Brivanib alaninate was effective at inhibiting tumour growth in SERM sensitive (MCF-7 E2) and SERM stimulated (EnCa 101, MCF-7 Ral, MCF-7 Tam) models. The effect of the low dose drug combination as an anti-tumour strategy for SERM sensitive (MCF-7 E2) in early treatment was as effective as higher doses of either drug used alone. In established tumours, the combination is successful at decreasing tumour growth, while neither agent alone is effective. Molecular analysis revealed a decreased phosphorylation of VEGFR-2 in tumours that were treated with brivanib alaninate and an increase in VEGFA transcription to compensate for the blockade of VEGFR-2 by increasing the transcription of VEGFA. Tamoxifen increases the phosphorylation of VEGFR-2 and this effect is abrogated by brivanib alaninate. There was also increased necrosis in tumours treated with brivanib alaninate.
Historically, tamoxifen has a role in blocking angiogenesis as well as the blockade of the ER. Tamoxifen and a low dose of an angiogenesis inhibitor, brivanib alaninate, can potentially be combined not only to maximise therapeutic efficacy but also to retard SERM resistant tumour growth.
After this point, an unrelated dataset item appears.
Issue #603, opened 2022-01-05
Missing error handling when setup script file does not exist


jscholes:
If a file representing a named setup script for a test in `tests.csv` doesn't exist, there is no explicit error handling, leaving only a useless JavaScript error and stack trace that doesn't inform test writers of the specific problem or how to fix it:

他莫昔芬是一种选择性雌激素受体调节剂(SERM),而布立尼布丙氨酸是一种血管内皮生长因子受体 2(VEGFR-2)抑制剂,当单独使用时,这两种靶向药物都会导致肿瘤生长显著减少。他莫昔芬激活了雌激素刺激的乳腺和子宫内膜肿瘤的 SERM 刺激生长。他莫昔芬和布立尼布丙氨酸都有影响治疗效果的副作用。目前研究的主要目的是评估这两种药物的较低剂量联合使用时对具有 SERM 敏感性、雌激素刺激肿瘤异种移植(MCF-7 E2 肿瘤)的小鼠的治疗效果。进行了实验以评估 SERM 刺激的乳腺(MCF-7 Tam、MCF-7 Ral)和子宫内膜肿瘤(EnCa 101)对布立尼布丙氨酸活性的反应,以证明其在 SERM 耐药模型中的活性。
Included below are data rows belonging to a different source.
Issue #593, opened 2022-01-04
Missing error handling for invalid reference rows


jscholes:
When building tests, error handling is not implemented to inform test writers when an invalid row is encountered in `references.csv`, and assist them in fixing the problem.  For example, this row has three columns instead of two (the URL is accidentally repeated):

```
none,https://w3c.github.io/aria/#none,https://w3c.github.io/aria/#none
```

Upon attempting to parse this row, the build system outputs:

> TypeError: Cannot read property 'trim' of undefined

This doesn't indicate what the problem was, which reference row it related to, or even that there is a problem with the references file at all.

This is also related to https://github.com/w3c/aria-at/issues/537#issuecomment-954871244 and https://github.com/w3c/aria-at/pull/536; the build process doesn't exit when encountering this problem.

CC @s3ththompson

SamuelHShaw:
@s3ththompson Hi, just checking in from PAC to see if there are any updates on this, and possibly an ETA on when it may be able to be addressed?

PR #613, opened 2022-01-24
Provide error message for invalid rows in references.csv

howard-e:
Address #593.

An error message is also shown for a missing value as such: `ERROR: value not found for refId "none" in "tests/vertical-temperature-slider/data/references.csv"`


scripts/create-example-tests.js
```diff
@@ -593,14 +593,24 @@ ${rows}
   ]);
 
   for (const row of refRows) {
-    refs[row.refId] = row.value.trim();
+    // assume refId and value column exists
+    const key = row.refId || row[0];
```
howard-e, line 597: Feels a bit hacky but not seeing where we could put the logic other than `readCSV`.
Any thoughts on the original issue here @mzgoddard?

scripts/create-example-tests.js
```diff
@@ -593,14 +593,24 @@ ${rows}
...
+    const value = row.value || row[1];
+
+    if (!value) {
+      log.warning(
```
mzgoddard, line 601: Use `log.error`.

scripts/create-example-tests.js
```diff
@@ -593,14 +593,24 @@ ${rows}
   ]);
 
   for (const row of refRows) {
-    refs[row.refId] = row.value.trim();
+    // assume refId and value column exists
+    const key = row.refId || row[0];
+    const value = row.value || row[1];
+
+    if (!value) {
```
mzgoddard, line 600: Would `typeof value !== 'string'` be a better test?

scripts/create-example-tests.js
mzgoddard: I think `typeof row.refId !== 'string'` should be treated as an error like with `row.value`.

mzgoddard: Hmm. Maybe instead of testing here it should be a separate function in the file scope like `validateCSVKeys`, that you add to the references csv promise chain? Maybe have it just perform tests and not modify refRows, then have the original for loop here?

and we can `.catch` on the `Promise.all(/* ... */)` call and `log.error` any error produced then.

The for loop here is legacy code for the older data file format. So I've been (probably overly) cautious in making changes to any such code.

```js
function validateCSVKeys({requiredKeys}, rows) {
  // test rows for keys ...
  // throw if a row is missing requiredKeys
  return rows;
}
```

mzgoddard (changes requested):
I think we should error if `refId` isn't a string as well as `value`.

alflennik (approved):
Looks great. The errors are way more helpful now!

jesdaigle (approved):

在目前的研究中,肿瘤异种移植物被切碎并双移植到无胸腺、卵巢切除的小鼠的乳腺脂肪垫中。进行了初步实验以确定对肿瘤生长影响最小的有效口服他莫昔芬和布立尼布丙氨酸剂量。评估了 125μg 他莫昔芬和 0.05mg/g 布立尼布丙氨酸的剂量。设计了一个实验来评估两种药物一起开始时对肿瘤植入的影响。还进行了另外一个实验,其中已经建立了肿瘤,然后进行治疗,以获得足够的肿瘤组织进行分子分析。
布立尼布丙氨酸在 SERM 敏感(MCF-7 E2)和 SERM 刺激(EnCa 101、MCF-7 Ral、MCF-7 Tam)模型中有效抑制肿瘤生长。作为早期治疗 SERM 敏感(MCF-7 E2)的低剂量药物联合作为抗肿瘤策略的效果与单独使用较高剂量的任何一种药物一样有效。在已建立的肿瘤中,联合治疗成功地降低了肿瘤生长,而单独使用任何一种药物均无效。分子分析显示,用布立尼布丙氨酸治疗的肿瘤中 VEGFR-2 的磷酸化减少,并且通过增加 VEGFA 的转录来补偿 VEGFR-2 的阻断,从而增加 VEGFA 的转录。他莫昔芬增加了 VEGFR-2 的磷酸化,而布立尼布丙氨酸则消除了这种作用。用布立尼布丙氨酸治疗的肿瘤中也有更多的坏死。
从历史上看,他莫昔芬在阻断血管生成以及阻断 ER 方面都有作用。他莫昔芬和低剂量的血管生成抑制剂布立尼布丙氨酸不仅可以联合使用以最大程度地提高治疗效果,还可以延缓 SERM 耐药性肿瘤的生长。